Gefährdung des Straßenverkehrs – während einer Dienstfahrt

Eine während einer Dienstfahrt begangene Gefährdung des Straßenverkehrs gemäß § 315 c Abs. 1 Nr. 1a StGB (hier: Missachtung der Vorfahrt) kann grundsätzlich geeignet sein, einen wichtigen Grund zum Ausspruch einer fristlosen Kündigung darzustellen. Dies gilt nicht nur für Kraftfahrer, sondern auch für Arbeitnehmer, die ihre Haupttätigkeit nicht ohne Firmenfahrzeug ausüben können (hier: ambulanter Pflegedienst).

Nach § 626 Abs. 1 BGB kann das Arbeitsverhältnis aus wichtigem Grund ohne Einhaltung einer Kündigungsfrist gekündigt werden, wenn Tatsachen vorliegen, aufgrund derer dem Kündigenden unter Berücksichtigung aller Umstände des Einzelfalles und unter Abwägung der Interessen beider Vertragsteile die Fortsetzung des Arbeitsverhältnisses bis zum Ablauf der Kündigungsfrist nicht zugemutet werden kann. Die rechtliche Überprüfung nach § 626 Abs. 1 BGB erfolgt in zwei Stufen: Zum einen muss ein Grund vorliegen, der – ohne Berücksichtigung der besonderen Umstände des Einzelfalles – überhaupt an sich geeignet ist, eine außerordentliche Kündigung zu rechtfertigen. Zum anderen muss dieser Grund im Rahmen der Interessenabwägung unter besonderer Berücksichtigung aller Umstände des Einzelfalles, insbesondere auch des Verhältnismäßigkeitsprinzips, zum Überwiegen der berechtigten Interessen des Kündigenden an der fristlosen Beendigung des Arbeitsverhältnisses führen1.

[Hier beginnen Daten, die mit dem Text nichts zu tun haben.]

PR #3559, opened 2025-06-24
[Solver] Move most of quantizer_config into the QuantizerConfig itself

daniil-lyakhov:
### Changes

Most QuantizerConfig logic is moved to the QuantizerConfig class

### Reason for changes

To separate logic of QuantizerConfig from the Solver to make it easier to process new QuantizerConfigs in future

### DIFF
--- a/nncf/common/quantization/structs.py
+++ b/nncf/common/quantization/structs.py
@@ -98,6 +98,71 @@ class QuantizerConfig:
     def __hash__(self) -> int:
         return hash(str(self))
 
+    def __lt__(self, other: "QuantizerConfig") -> bool:
+        # Prefer higher bitwidths, per-tensor, symmetrical
+        if self.num_bits > other.num_bits:
+            return True
+        if self.num_bits < other.num_bits:
+            return False
+        if self.per_channel is False and other.per_channel is True:
+            return True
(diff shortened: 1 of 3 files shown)


nncf/common/quantization/structs.py
```diff
@@ -98,6 +98,71 @@ def __str__(self) -> str:
...
+        is_redundant = is_redundant and (
+            (downstream_qconfig.per_channel == self.per_channel)
+            or (downstream_qconfig.per_channel is True and self.per_channel is False)
+        )
+
+        # Strictly prohibit merging of config with different narrow_range params
+        is_redundant = is_redundant and (downstream_qconfig.narrow_range == self.narrow_range)
+        return is_redundant
+
+    def is_compatible(self, other: "QuantizerConfig") -> bool:
```
AlexanderDokuchaev:
```suggestion
    def is_compatible_with(self, other: "QuantizerConfig") -> bool:
```

AlexanderDokuchaev (changes requested):

nncf/common/quantization/structs.py
daniil-lyakhov: Done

Hieran gemessen war die fristlose Kündigung im hier vom Landesarbeitsgericht Schleswig-Holstein entschiedenen Fall unverhältnismäßig:

Die Arbeitgeberin wirft der Arbeitnehmerin vor, sich während einer dienstlich veranlassten Fahrt zu einem Patienten mit dem Dienstfahrzeug grob verkehrswidrig verhalten zu haben. Sie sei mit überhöhter Geschwindigkeit und ohne zu blinken abgebogen und habe hierdurch einem entgegenkommenden anderen Verkehrsteilnehmer die Vorfahrt genommen. Hierdurch habe sie sich im Rahmen einer Dienstfahrt einer Gefährdung des Straßenverkehrs gemäß § 315c Abs ...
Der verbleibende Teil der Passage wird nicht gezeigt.